Every weapon in the hallway swung toward the sound. Jolly’s body went rigid against my leg.

“Something’s moving in there,” Briggson said. He was stacked against the wall beside the closed door, weapon up, chest heaving. Reeves mirrored him on the other side.

“Stack up,” Briggson whispered. Reeves nodded and tested the handle. Locked. The point man stepped back. Raised his boot. Drove it into the door just below the handle. The frame splintered and the door flew inward, and both officers rushed the room, flashlights and weapons sweeping left and right?—

The bedroom was empty. A window on the far wall hung open, its frame swinging free in the mountain wind, catching the edge of the sill each time the breeze pushed it back.

Briggson and Reeves swept the corners, checked the closet. Nothing.

“Bedroom three, clear!”

I stepped into the doorway. Jolly’s body had loosened beside me—no alert, no focus. Just an empty room and a window nobody had bothered to shut.

“All rooms clear.” Donovan appeared at the end of the hallway from the rear of the cabin. “Bravo swept the back. Kitchen, utility space, rear entry. Structure is empty.”

“Structure is secure.” Vance’s voice came through the radio. “All teams, structure is secure.”

Shit.Nothing.

The energy drained out of the hallway. Officers straightened, safeties clicked, breathing slowed. The window banged once more before someone crossed the room and latched it shut.

You could almost inhale the disappointment.

I keyed my radio. “Vance, let me run Jolly through before anyone else moves around in here. He’ll tell us what was in this place.”
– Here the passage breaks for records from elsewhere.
Issue #964, opened 2020-08-18
Generating disputed_name for NE data source of borders


eva-j:
For now `NULL AS disputed_name, NULL AS claimed_by` is defined for all the NE inputs of boundary layer.
https://github.com/openmaptiles/openmaptiles/blob/master/layers/boundary/boundary.sql#L221

I suggest to use `ogc_fid` to make `disputed_name` filled (something like: `"ne110m_" + ogc_fid`, `"ne50m_" + ogc_fid`, `"ne10m_" + ogc_fid`), then it is possible to filter in style. There is no better info to distinguish the lines.

![Screenshot from 2020-08-18 16-54-40](https://user-images.githubusercontent.com/8367628/90529468-0c7a0280-e174-11ea-9967-1e666b76109a.png)

PR #976, opened 2020-09-02
Adding disputed_name to NE sources

eva-j:
`disputed_name` is filled for disputed lines of NaturalEarth sources - it contains `ogc_fid` as suggested in https://github.com/openmaptiles/openmaptiles/issues/964. This way it is possible to filter disputed lines in style.


TomPohys (approved):

TomPohys:
Thanks @eva-j.

PR #983, opened 2020-09-12
#766 remove housenumbers inside polygon and same number

### LINKED ISSUE #766: Housenumber duplicates
E.g. in Kaunas, Lithuania (18/54.89617/23.88801)
house_no_labels_dublicates

Housenumbers are imported as points and polygons:
Screenshot from 2020-01-13 18-06-44

Then polygons are transformed into points, so in the end we see e.g. 3 times number 8.

We should probably first remove points laying on polygon and then make Centroid/PointOnSurface of the polygon (only the second part is done in https://github.com/openmaptiles/openmaptiles/blob/master/layers/housenumber/housenumber_centroid.sql#L8-L13).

A pause. “Copy. All teams hold position. Garrison’s running the dog.”

I gave Jolly the command. “Such.” The German word for search sounded likezoo, but Jolly knew exactly what was expected.

He shifted instantly from heel to search mode, nose dropping to the floor, body flowing forward with purpose. I followed him back down the hallway, letting the leash play out, reading his body the way I’d read it through hundreds of searches across two continents.
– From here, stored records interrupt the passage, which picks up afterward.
PR #1363, opened 2022-02-24
Allow non-default `PGPORT`

zstadler:
Also

- Remove `.env-postgres` and the need to synchronize it with `.env`
- Allow use of environment variables in addition to `.env`

Resolves #1354
Related to https://github.com/openmaptiles/openmaptiles-tools/pull/403

PR #1364, opened 2022-02-26
Restore controlability with environment variables

zstadler:
Since PR #922 the contents of `.env` are included in `Makefile` in order for `make` to by aligned with the `docker-compose` settings.

```
# Make all .env variables available for make targets
include .env
```

The down-side of employing the `include` mechanism is that the settings  in `.env` now take higher precedence than the shell environment variables. As a result, controlling the OpenMapTiles flow because more difficult. For example, tests for `DIFF_MODE=true` had to modify the contents of `.env` in order to work:
https://github.com/openmaptiles/openmaptiles/blob/b0e7f7884cc826d3176505ea840bb41f12463c75/.github/workflows/integrity.yml#L45-L47 and
https://github.com/openmaptiles/openmaptiles/blob/b0e7f7884cc826d3176505ea840bb41f12463c75/Makefile#L629-L630

Users were also faced with similar difficulties.

This PR restores the ability to control `make` and `quickstart.sh` using environment variable while keeping the use of the `.env` at a lower priority.

The result is restoring the ability to easily adjust the OpenMapTiles flow using environment variables, such as:
```
PGPORT=54321 DIFF_MODE=true ./quickstart.sh monaco
```

#### Notes: 
1. This PR depends on #1363
2. This PR includes some clean-up of `Makefile`


TomPohys (approved):

TomPohys:
Thanks! Looks good!

PR #1371, opened 2022-04-02
Update aerodrome_label class in DIFF_MODE=true

zstadler:
The class field was not updated if needed during the import of changes in DIFF_MODE=true.


TomPohys:
Awesome! Thanks!

Issue #1370, opened 2022-03-29
[schema][poi] add ATM and parcel lockers to schema to POI layer


ttomasz:
### Description

I saw that ATM were considered to be included in POI layer in #15 and I would like to propose opening the discussion again.  
Additionally with new tagging for parcel lockers I think it would be beneficial to add them too.  
I'm bundling them in this request together due to similarities in how name/brand/operator tag is used which I'll explain in a further section.

I'd like to see these at the highest zoom level (currently 14) since they would be relevant only when looking at a small area and for styles that want to show shops etc.

#### ATM
These are commonly used machines and people might want to see them on the map as they try to navigate to them.
There are about 190k features mapped in OSM which is quite significant but shouldn't cause the tiles to get too big and processing shouldn't be affected since they are pretty much just nodes.

I didn't see any more suitable class so I think using "atm" as class would be fine.

tag: `amenity=atm`
proposed class: `atm`

#### Parcel lockers
These are functionally similar to post boxes which are already in "post" class. They are highly popular in some countries e.g. Poland and similarly people might want to see them on the map when they try to find them so they can use them.
Recently proposal was approved by community changing their tagging from subclass of vending machine to their own tag under amenity.
There are few thousand of them mapped currently (plus another 10k with old tagging waiting to be retagged) but total number of machines in Poland is something around 18k and they are gaining popularity in Germany (GLS or DHL have their own machines), USA (Amazon is starting to set up their parcel hubs) and other countries.
Similarly to ATMs they are pretty much just points.

tag: `amenity=parcel_locker`
proposed class: `post` (or whatever `post_box` is in)

### name vs brand/operator
ATMs, parcel lockers, and post boxes have a property in common: they do not rely on `name` tag, they mostly use `brand` or `operator` values and sometimes - mostly parcel lockers - `ref`.

Not sure how this could be solved here... We could overwrite `name` with `brand` or `operator` value but not sure how that plays with `name:XX` for different languages. Adding additional fields like `brand` or `operator` doesn't seem feasible.

ttomasz:
@TomPohys I created PR for ATMs

ttomasz:
@TomPohys I created the second PR with parcel locker features

PR #1375, opened 2022-04-07
adds ATM to POI layer

ttomasz:
issue: #1370 

This PR adds ATM to POI layer.
If ATM isn't provided with name tag we'll try to use operator or network instead.

I'll  prepare PR to website repo and maybe one of the styles.


TomPohys:
Thank you very much. The small tile size raise on z14 was expected.

TomPohys (approved):

PR #1377, opened 2022-04-24
Remove unneeded waterway='' check in water.yml

ZeLonewolf:
This PR removes an unnecessary check in water.yml.

generated SQL before:
```
SELECT CASE
           WHEN waterway='riverbank' THEN 'river'
           WHEN "waterway" = 'dock' THEN 'dock'
           WHEN "water" = 'river'
               OR "waterway" = 'riverbank'
               THEN 'river'
           WHEN "waterway" = '' THEN 'lake'
           ELSE 'lake'
           END;
```

generated SQL after:
```
SELECT CASE
           WHEN waterway='riverbank' THEN 'river'
           WHEN "waterway" = 'dock' THEN 'dock'
           WHEN "water" = 'river'
               OR "waterway" = 'riverbank'
               THEN 'river'
           ELSE 'lake'
           END;
```

The `waterway=''` test is purely redundant because it returns the same value as the fall-through ELSE case: `lake`.


TomPohys (approved):

TomPohys:
Thanks! Good catch! Seems reasonable.

TomPohys (approved):

PR #1384, opened 2022-05-05
Bugfix: fix update_osm_route_member() function

### LINKED ISSUE #1374: network_type in osm_route_member is null after updates
After running daily update via `import-update` command, values of column `network_type` in `osm_route_member` table become null in updated rows.
Tested on  `us-south-220101.osm.pbf`.

After running daily import-update (till 22-01-02) there are 79111 osm_id in `transportation_name.network_changes` (dumped as `future_network_changes` table)
```
SELECT count(osm_id) FROM transportation_name.network_changes;
 count 
-------
 79111
```

Before running `import-update` (just after initial `import-osm` and `import-sql`), there are 87938 rows in `osm_route_member` that are about to be updated and most of them have `network_type`
```
SELECT count(member) FROM osm_route_member WHERE member IN (SELECT osm_id FROM future_network_changes);
 count 
-------
 87938

SELECT count(*), network_type FROM osm_route_member WHERE member IN (SELECT osm_id FROM future_network_changes) GROUP BY network_type;
count | network_type
-------+---------------
 15320 |
  3132 | us-interstate
 40972 | us-highway
 28514 | us-state
```

After daily `import-update` (till 22-01-02) there are 88003 rows in the table `osm_route_member` with corresponding osm_id and most of them do not have `network_type`
```
SELECT count(member) FROM osm_route_member WHERE member IN (SELECT osm_id FROM future_network_changes);
 count 
-------
 87938

SELECT count(*), network_type FROM osm_route_member WHERE member IN (SELECT osm_id FROM future_network_changes) GROUP BY network_type;
 count | network_type
-------+---------------
 63865 |
  2429 | us-interstate
  9512 | us-highway
 12197 | us-state
```

Table `osm_route_member` is mapped here:
https://github.com/openmaptiles/openmaptiles/blob/master/layers/transportation/mapping.yaml#L430
But it gets altered and column `network_type` is added later during `import-sql`
https://github.com/openmaptiles/openmaptiles/blob/master/layers/transportation/network_type.sql#L28

I suppose that during daily import-update all mapped columns are updated, but column `network_type` is not and values in updated rows become null.

There is a trigger that executes `update_osm_route_member`, but there are already null values in `network_type` column.
https://github.com/openmaptiles/openmaptiles/blob/master/layers/transportation/update_route_member.sql#L47-L80

This also causes null values of column `network` in tables `osm_transportation_name_linestring` and `osm_highway_linestring` and thus wrong `ref_length` and `ref`. That's how we found there is a problem when some highway shields started to display e.g. `I 16` instead of `16`.

Any ideas? @ZeLonewolf

lazaa32:
Fixes #1374 

This PR fixes `update_osm_route_member()` function. Before this the column `network_type` became empty after daily-update.
This PR adds `network_type` into upsert together with `rank` and `concurrency_index` columns.
This bug had occurred once already and had been fixed in https://github.com/openmaptiles/openmaptiles/pull/1239 but then some columns were added and these new columns were not added into the upsert.

### DIFF
--- a/layers/transportation/update_route_member.sql
+++ b/layers/transportation/update_route_member.sql
@@ -75,7 +75,8 @@ BEGIN
     WHERE rm.member IN
       (SELECT DISTINCT osm_id FROM transportation_name.network_changes)
     ON CONFLICT (id, osm_id) DO UPDATE SET concurrency_index = EXCLUDED.concurrency_index,
-                                           rank = EXCLUDED.rank;
+                                           rank = EXCLUDED.rank,
+                                           network_type = EXCLUDED.network_type;
 END;
 $$ LANGUAGE plpgsql;
 


TomPohys (approved):

TomPohys:
Thanks a lot! Good catch!

PR #1389, opened 2022-05-13
Change typecheck to perform within the current namespace/schema

### LINKED ISSUE #1388: Check for existing type in SQL files does not check if type exists in current schema
When doing a type check like `SELECT 1 FROM pg_type WHERE typname = 'city_place'` postgres will return true even if the type does not exist within the current namespace/schema. When using multiple schemas this can be problematic since the sql file will not create the type (because the check returns true) but adding a column with the type will fail.

To reproduce: have a type named city_place, route_network_type or public_transport_stop_type in another schema in the database, the import will fail. This is not a problem when running the stack normally or against a "clean" DB, but I run it against a non-docker DB that has other data in other schemas.

## Error:

```
ERROR:  type "route_network_type" does not exist
LINE 2:                 ADD COLUMN network_type route_network_type
                                                ^
QUERY:  ALTER TABLE osm_route_member
                ADD COLUMN network_type route_network_type
CONTEXT:  PL/pgSQL function inline_code_block line 4 at SQL statement
```

SahAssar:
This PR fixes #1388 by doing a test cast for the type and if it fails adding the type. The description of the problem is in that issue (It seemed like guideline was to open a issue with a description of the problem/bug).


TomPohys:
Awesome! Thank you!

TomPohys (approved):

PR #1390, opened 2022-05-14
Add POI parcel locker

### LINKED ISSUE #1370: [schema][poi] add ATM and parcel lockers to schema to POI layer

ttomasz:
closes #1370 

This PR adds parcel locker to post class.

Similarly to ATMs from PR #1375 if name is not present we try to use `brand` or `operator`. Here we also try to add `ref` to brand or operator since it can disambiguate parcel lockers that are next to each other (which happens).


TomPohys:
Awesome, thank you, and sorry for the delay!

TomPohys (approved):

Issue #798, opened 2020-03-25
housenumber and POI overlap


golubev:
Hello :wave:

We ran into an issue with housenumbers and POIs at our OMT maps. It is critical for us to show both the housenumbers and the POIs.

It seems that POIs and housenumbers pretty often share the same coordinates and they fight for being displayed on the map as they overlap. We tried to use `text-offset` and `text-allow-overlap` mapbox style properties but that didn't seem to look nice, especially on small buildings.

Jolly worked the bedroom perimeters quickly, alerting three times across both rooms—clean sits, definitive, no hesitation. He’d found drug residue along baseboards, in closet corners, places where product had been stored or handled. The pattern was consistent with this being a drug distribution point, but the product itself was gone.

But between the alerts, I was looking at everything else. The tangled sheets on the mattress. That phone charger still plugged into the wall, cord dangling like whoever owned it had yanked the phone free and run. The energy drink still sweating on the counter. The television nobody had bothered to turn off.

These people hadn’t cleared out on a schedule. They’d gotten a warning and bolted.

“Ben.” Donovan appeared at the end of the hallway, flashlight angled down. “Cellar. It’s clear.”